## WHAT YOU HAVE TO DO
In the entries below, find the lines that contain the word "were" and copy them.
------------
PR #2166, opened 2021-01-12
Memory allocation optimizations

sungam3r:
1. Eliminate enumerators boxing (List<>, Dictionary<,>).
2. Avoid LINQ.
3. Avoid closures allocations.
4. Introduce array pools and eliminate `new`-ing.
5. **Avoid ResolveFieldContext allocations** - one of the main pain points
5. Moderate changes in public APIs.

``` ini

BenchmarkDotNet=v0.12.1, OS=Windows 10.0.16299.726 (1709/FallCreatorsUpdate/Redstone3)
Intel Core i7 CPU 920 2.67GHz (Nehalem), 1 CPU, 8 logical and 4 physical cores
Frequency=2607427 Hz, Resolution=383.5198 ns, Timer=TSC
.NET Core SDK=5.0.101
  [Host]     : .NET Core 3.1.10 (CoreCLR 4.700.20.51601, CoreFX 4.700.20.51901), X64 RyuJIT
  DefaultJob : .NET Core 3.1.10 (CoreCLR 4.700.20.51601, CoreFX 4.700.20.51901), X64 RyuJIT


```

`develop`:

|        Method | UseCaching |        Mean |    Error |   StdDev |    Gen 0 |   Gen 1 | Gen 2 | Allocated |
|-------------- |----------- |------------:|---------:|---------:|---------:|--------:|------:|----------:|
| **Introspection** |      **False** | **2,631.82 μs** | **8.290 μs** | **7.349 μs** | **160.1563** | **46.8750** |     **-** | **713.46 KB** |
|          Hero |      False |    42.94 μs | 0.066 μs | 0.062 μs |   2.3193 |       - |     - |   9.59 KB |
| **Introspection** |       **True** | **2,073.45 μs** | **7.159 μs** | **6.346 μs** | **156.2500** | **50.7813** |     **-** |  **673.5 KB** |
|          Hero |       True |    10.48 μs | 0.010 μs | 0.010 μs |   1.1902 |       - |     - |   4.92 KB |

`develop+tune`:  83ce6a7

| **Introspection** |      **False** | **2,191.837 μs** | **2.6996 μs** | **2.3931 μs** | **125.0000** | **35.1563** |     **-** | **544.08 KB** |
|          Hero |      False |    40.949 μs | 0.0254 μs | 0.0238 μs |   2.1362 |       - |     - |   8.86 KB |
| **Introspection** |       **True** | **1,652.144 μs** | **2.3289 μs** | **2.1784 μs** | **117.1875** | **39.0625** |     **-** | **504.38 KB** |
|          Hero |       True |     9.290 μs | 0.0086 μs | 0.0076 μs |   1.0223 |       - |     - |   4.19 KB |

`develop+tune`: 057cd2b

| **Introspection** |      **False** | **2,213.526 μs** | **3.3816 μs** | **2.9977 μs** | **121.0938** | **19.5313** |     **-** | **533.57 KB** |
|          Hero |      False |    40.952 μs | 0.0310 μs | 0.0275 μs |   2.1362 |       - |     - |   8.86 KB |
| **Introspection** |       **True** | **1,715.587 μs** | **3.4338 μs** | **3.2120 μs** | **109.3750** | **37.1094** |     **-** | **493.86 KB** |
|          Hero |       True |     8.925 μs | 0.0198 μs | 0.0165 μs |   1.0223 |       - |     - |   4.19 KB |

`develop+tune`: 14b6092

| **Introspection** |      **False** | **2,102.830 μs** | **5.8698 μs** | **4.9016 μs** | **109.3750** | **27.3438** |     **-** | **498.22 KB** |
|          Hero |      False |    40.719 μs | 0.0286 μs | 0.0268 μs |   2.1362 |       - |     - |   8.81 KB |
| **Introspection** |       **True** | **1,519.596 μs** | **1.9548 μs** | **1.8285 μs** | **103.5156** | **37.1094** |     **-** | **458.52 KB** |
|          Hero |       True |     8.917 μs | 0.0200 μs | 0.0177 μs |   1.0071 |       - |     - |   4.14 KB |

14b6092 was my last commit in this PR. The PR turned out to be large and contains several areas at once in which improvements have occurred. I did not break it down into several smaller ones, because the changes are interconnected and this would only complicate the work. I have tested every significant commit to ensure consistent performance improvements. Above, I have published not all of my results, but only for the main stages. The difference compared to the beginning is immediately visible - both execution time and memory allocations.


sungam3r:
@Shane32 For now I demonstrated the work with pooled arrays only in `__Type.cs`.

src/GraphQL/Execution/ExecutionNode.cs
```diff
@@ -217,6 +217,15 @@ public interface IParentExecutionNode
...
         IEnumerable<ExecutionNode> GetChildNodes();
+
+        /// <summary>
+        /// Applies the specified delegate to child execution nodes.
+        /// </summary>
+        /// <typeparam name="TState">Type of the provided state.</typeparam>
+        /// <param name="action">Delegate to execute on every child node of this node.</param>
+        /// <param name="state">An arbitrary state passed by the caller.</param>
+        /// <param name="reverse">Specifies the direct or reverse direction of child nodes traversal.</param>
+        void ApplyToChildren<TState>(Action<ExecutionNode, TState> action, TState state, bool reverse = false);
```
sungam3r, line 228: The same trick here as for nodes traversal at validation stage. `GetChildNodes()` are not used now.

src/GraphQL/Execution/ExecutionNode.cs
```diff
@@ -227,7 +236,7 @@ public class ObjectExecutionNode : ExecutionNode, IParentExecutionNode
         /// <summary>
         /// Returns a dictionary of child execution nodes, with keys set to the names of the child fields that the child nodes represent.
         /// </summary>
-        public IDictionary<string, ExecutionNode> SubFields { get; set; }
+        public Dictionary<string, ExecutionNode> SubFields { get; set; }
```
sungam3r, line 239: There was **A LOT** of allocations here due to repeatedly traversed dictionaries and `Dictionary<>+Iterator` boxing.

src/GraphQL/Introspection/__Type.cs
```diff
@@ -47,36 +48,73 @@ public __Type()
...
-
-                        fields ??= Enumerable.Empty<FieldType>();
-                        fields = await fields.WhereAsync(f => context.Schema.Filter.AllowField(type, f)).ConfigureAwait(false);
+                        var type = (IComplexGraphType)context.Source;
+                        var fields = context.GetPooledArray<FieldType>(type.Fields.Count);
+
+                        bool includeDeprecated = context.GetArgument<bool>("includeDeprecated");
+
+                        int index = 0;
+                        foreach (var field in type.Fields.List)
```
sungam3r, line 57: **A LOT** of LINQ stuff here before : chained enumerators, closures...

src/GraphQL/ResolveFieldContext/IResolveFieldContext.cs
```diff
@@ -16,6 +16,15 @@ namespace GraphQL
...
     public interface IResolveFieldContext : IProvideUserContext
     {
+        /// <summary>
+        /// Gets an array of the specified minimum length from the pool.
+        /// This array does not need to be returned to the pool yourself.
+        /// </summary>
+        /// <typeparam name="TElement">Array element type.</typeparam>
+        /// <param name="minLength">The minimum length of the array.</param>
+        /// <returns>Array from pool.</returns>
+        TElement[] GetPooledArray<TElement>(int minLength);
```
sungam3r, line 26: I have not found a better place for this method.

src/GraphQL/TaskExtensions.cs
```diff
@@ -42,14 +42,14 @@ internal static object GetResult(this Task task)
             }
         }
 
-        internal static async Task<IEnumerable<T>> WhereAsync<T>(this IEnumerable<T> items, Func<T, Task<bool>> predicate)
+        internal static async Task<IEnumerable<T>> WhereAsync<T, TState>(this IEnumerable<T> items, Func<T, TState, Task<bool>> predicate, TState state)
```
sungam3r, line 45: I will gradually remove this method altogether, but for now I have added a parameter to it to transfer the state so that there are fewer closures.

src/GraphQL/Types/GraphTypesLookup.cs
```diff
@@ -506,46 +506,42 @@ private void ApplyTypeReference(IGraphType type)
 
             if (type is IObjectGraphType objectType)
             {
-                objectType.ResolvedInterfaces = objectType
```
sungam3r, line 509: Now there is no need to create a new list and replace the old one with it (with LINQ stuff).

src/GraphQL.ApiTests/GraphQL.approved.txt
```diff
@@ -1767,6 +1779,14 @@ namespace GraphQL.Types
         public GraphQL.Resolvers.IAsyncEventStreamResolver AsyncSubscriber { get; set; }
         public GraphQL.Resolvers.IEventStreamResolver Subscriber { get; set; }
     }
+    public class FieldFields : System.Collections.Generic.IEnumerable<GraphQL.Types.FieldType>, System.Collections.IEnumerable
```
Shane32, line 1782: This sounds funny.  How about `FieldList`?

src/GraphQL/Introspection/__Type.cs
Shane32: Changing the introspection queries' resolvers will skew performance metrics because now the introspection query is going to show a performance improvement for _introspection_ queries, regardless of whether an equally complex query's performance has improved or not.  An introspection query executed in a live environment is relatively rare.  So now any benchmarks have less meaning.  No conclusion, just FYI.

src/GraphQL/MemoryExtensions.cs
```diff
@@ -0,0 +1,53 @@
...
+{
+    /// <summary>
+    /// Provides extension methods for working with arrays and pools.
+    /// </summary>
+    public static class MemoryExtensions
+    {
+        private static readonly ConcurrentDictionary<Type, Action<Array>> _delegates = new ConcurrentDictionary<Type, Action<Array>>();
+        private static readonly Func<Type, Action<Array>> _factory = CreateDelegate;
+
+        internal static void Return(this Array array) => _delegates.GetOrAdd(array.GetType(), _factory)(array);
```
Shane32, line 16:
```suggestion
        internal static void Return(this Array array) => _delegates.GetOrAdd(array.GetType(), CreateDelegate)(array);
```

Why create `_factory`? Maybe rename `CreateDelegate` to `CreateDelegateFactory` if you want.

src/GraphQL/ResolveFieldContext/IResolveFieldContext.cs
Shane32: I wish we could keep any memory pool usage `internal`.

Shane32: At minimum, I think we should document the lifetime explicitly.  e.g. "This array will be returned to the pool once the execution completes".  It is important that somebody does not try to use memory from this pool and store it in, for example, `Extensions`.

src/GraphQL/Types/Collections/FieldFields.cs
```diff
@@ -0,0 +1,37 @@
+using System;
+using System.Collections;
+using System.Collections.Generic;
+
+namespace GraphQL.Types
+{
+    /// <summary>
+    /// A class that represents a set of fields for <see cref="IComplexGraphType"/> i.e <see cref="ComplexGraphType{TSourceType}"/>.
+    /// </summary>
+    public class FieldFields : IEnumerable<FieldType>
```
Shane32, line 10:
```suggestion
    public class FieldList : IEnumerable<FieldType>
```
I think `FieldFields` is confusing.

Shane32:
I took a look though it.  Seems fine.  I really don't think we should expose the shared ArrayPool stuff outside the project.

src/GraphQL.ApiTests/GraphQL.approved.txt
sungam3r: At first I named it just `Fields` but we already have this name `GraphQL.Language.AST.Fields`. If I call it `FieldList`, then it will be logical to give the `List` suffix to all such classes. I don't know.

src/GraphQL/Introspection/__Type.cs
sungam3r: I know. I wanted to add "real" tests, but I haven't had time yet. If you want, you can do it yourself, then I will re-experiment. In any case, sooner or later we will need them, we have a very small set and we do not cover the whole variety of types of requests with current benchmarks.

src/GraphQL/MemoryExtensions.cs
sungam3r: https://github.com/dotnet/roslyn/issues/39869

I also wrote this comment for BasicVisitor:
изображение

src/GraphQL/ResolveFieldContext/IResolveFieldContext.cs
sungam3r: > I wish we could keep any memory pool usage internal.

This method is deliberately placed in the public API, because it makes sense for consumers to use it for theis resolvers, and not just inside GraphQL.NET internal bits. I added more comments.

src/GraphQL/Types/Collections/FieldFields.cs
sungam3r: Changed to `TypeFields`.

src/GraphQL/Introspection/__Type.cs
sungam3r: Introspection resolvers were a good example to test.

sungam3r:
Now there are only two methods for work with arrays: `IResolveFieldContext.GetPooledArray` + `MemoryExtensions.Constrained`.  They work even not with ROM/Span, but with "ordinary" arrays. If people want to use an ArrayPool then they will have to independently solve exactly the same problems of managing the lifetime of an array and limiting its size. They will not be able to simply return an array from the resolver, since the size of the allocated array is always larger than necessary. The added pair of methods does not greatly complicate the public API and at the same time provides ready-made tools for working with pools for simple scenarios when you need to return just an array of data.

src/GraphQL/ConstrainedArray.cs
```diff
@@ -0,0 +1,68 @@
...
+
+        public bool IsReadOnly => true;
+
+        public bool IsFixedSize => true;
+
+        public int IndexOf(T item) => throw new NotSupportedException();
+
+        public int IndexOf(object value) => throw new NotSupportedException();
+
+        public bool Contains(T item) => throw new NotSupportedException();
```
sungam3r, line 40: This and other methods that do not change the state of the array can be implemented. Until I just didn’t do it, because it’s not necessary.

Shane32:
> Now there are only two methods for work with arrays: `IResolveFieldContext.GetPooledArray` + `MemoryExtensions.Constrained`. They work even not with ROM/Span, but with "ordinary" arrays. If people want to use an ArrayPool then they will have to independently solve exactly the same problems of managing the lifetime of an array and limiting its size. They will not be able to simply return an array from the resolver, since the size of the allocated array is always larger than necessary. The added pair of methods does not greatly complicate the public API and at the same time provides ready-made tools for working with pools for simple scenarios when you need to return just an array of data.

OK

Shane32 (commented):
This PR seems fine to me.  I'll review it again after you've removed the WIP tag and it's ready to merge.

src/GraphQL/Introspection/__Type.cs
Shane32: Right.  It would just be nice to know what the impact is.  You can't tell now.

Shane32: Well, we can see some difference in the hero test. 👍

sungam3r:
I will still make changes to all types of introspection and remove some LINQ.

sungam3r:
In my opinion GH CI is experiencing some problems.

sungam3r:
@Shane32 Could you please run tests on your machine. After upgrading VS to 16.8.4 I can not run tests locally anymore. I think I make some infinite loop in one of the tests, that's why the tests take so long and don't complete.

sungam3r:
OK. I managed to reproduce infinite loop on other machine.

src/GraphQL.Tests/Types/GraphTypesLookupTests.cs
```diff
@@ -1,38 +0,0 @@
...
-    public class GraphTypesLookupTests
-    {
-        private class TestType : GraphType { }
-
-        private readonly ManualResetEvent _inIteration = new ManualResetEvent(false);
-        private readonly ManualResetEvent _lookupModified = new ManualResetEvent(false);
-        private readonly GraphTypesLookup _lookup = new GraphTypesLookup();
-
-        [Fact]
-        public void is_thread_safe()
```
sungam3r, line 17: This test doesn't make sense anymore because Lookup doesn't allow you to change its content after the schema is created.

Shane32:
> @Shane32 Could you please run tests on your machine. After upgrading VS to 16.8.4 I can not run tests locally anymore. I think I did some infinite loop in one of the tests, that's why the tests take so long and don't complete.

The .NET 4.8 tests have not been working for me recently.  I have to terminate the `testhost.net48.exe` process to get tests to run.  Note that this occurs before I start any tests.  Once I terminate that process, then I can run .Net Core 2.1/3.1 tests just fine.

sungam3r:
Side note - `SchemaTypes` (`GraphTypesLookup` earlier) will be changed more, but in a different PR. Now that this is internal, it opened the way for a simplification of the code.

Shane32:
See PR #2181 to fix tests (on my machine...)

Shane32:
@sungam3r I think you are making too many changes in a single PR. For instance, you recently added a commit that reworked how resolve field contexts work. It was so large and invasive that it should certainly be its own PR. And there’s no way to test/prove individual improvements with so many changes in a single PR.

Shane32:
Those changes should be in a separate PR

sungam3r:
> Those changes should be in a separate PR

@Shane32 I edited my initial comment with PR summary. I finished here.

> And there’s no way to test/prove individual improvements with so many changes in a single PR.

Let's consider the final results. They've gotten better for each case. Also, I actually tested every step.

Shane32:
Changes to ResolveFieldContext must go in another PR. I dislike the changes and want to explore other alternatives.

Shane32:
Moreover I had planned to try them but was waiting for you to finish this PR. Again, you must move the resolve field context changes to another PR

sungam3r:
> Changes to ResolveFieldContext

What exactly? One way or another there is a lot tied to it. I am ready to discuss the applied approaches and naming issues. To be honest, I didn't know how to better name the new interfaces.

Shane32:
If you create a branch, revert those changes, wrap up the original changes here, it should be easy to review and approve the changes and then you can easily merge your resolve field context changes branch to develop so that the changes are separated

sungam3r:
What changes are you talking about? What exactly to revert? There are many of them and they are connected.

Shane32:
It’s not about naming. I don’t like the optimized resolve methods and related that were added. Once you have separated that out I’ll be glad to do a proper review and compare to some other ideas.

Shane32:
The resolve field context changes did not seem to be related to any of the prior work in this PR

sungam3r:
Today I still need to have time to finish #2165, because I promised you. I would not want to rolling back my work piece by piece, especially since I don't have much experience with git. Let this PR be under review for a while, we have time.

sungam3r:
Perhaps later, after the review #2165, I will create a bit of small PRs, taking away changes from this big PR in small chunks that raise no questions. But that's later. I've been programming for about 7 hours straight and I'm tired.

sungam3r:
@Shane32 #2183 is ready for review (before changes to resolvers)

sungam3r:
Not actual anymore.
------------
## YOUR SOLUTION
sungam3r: Introspection resolvers were a good example to test.
It’s not about naming. I don’t like the optimized resolve methods and related that were added. Once you have separated that out I’ll be glad to do a proper review and compare to some other ideas.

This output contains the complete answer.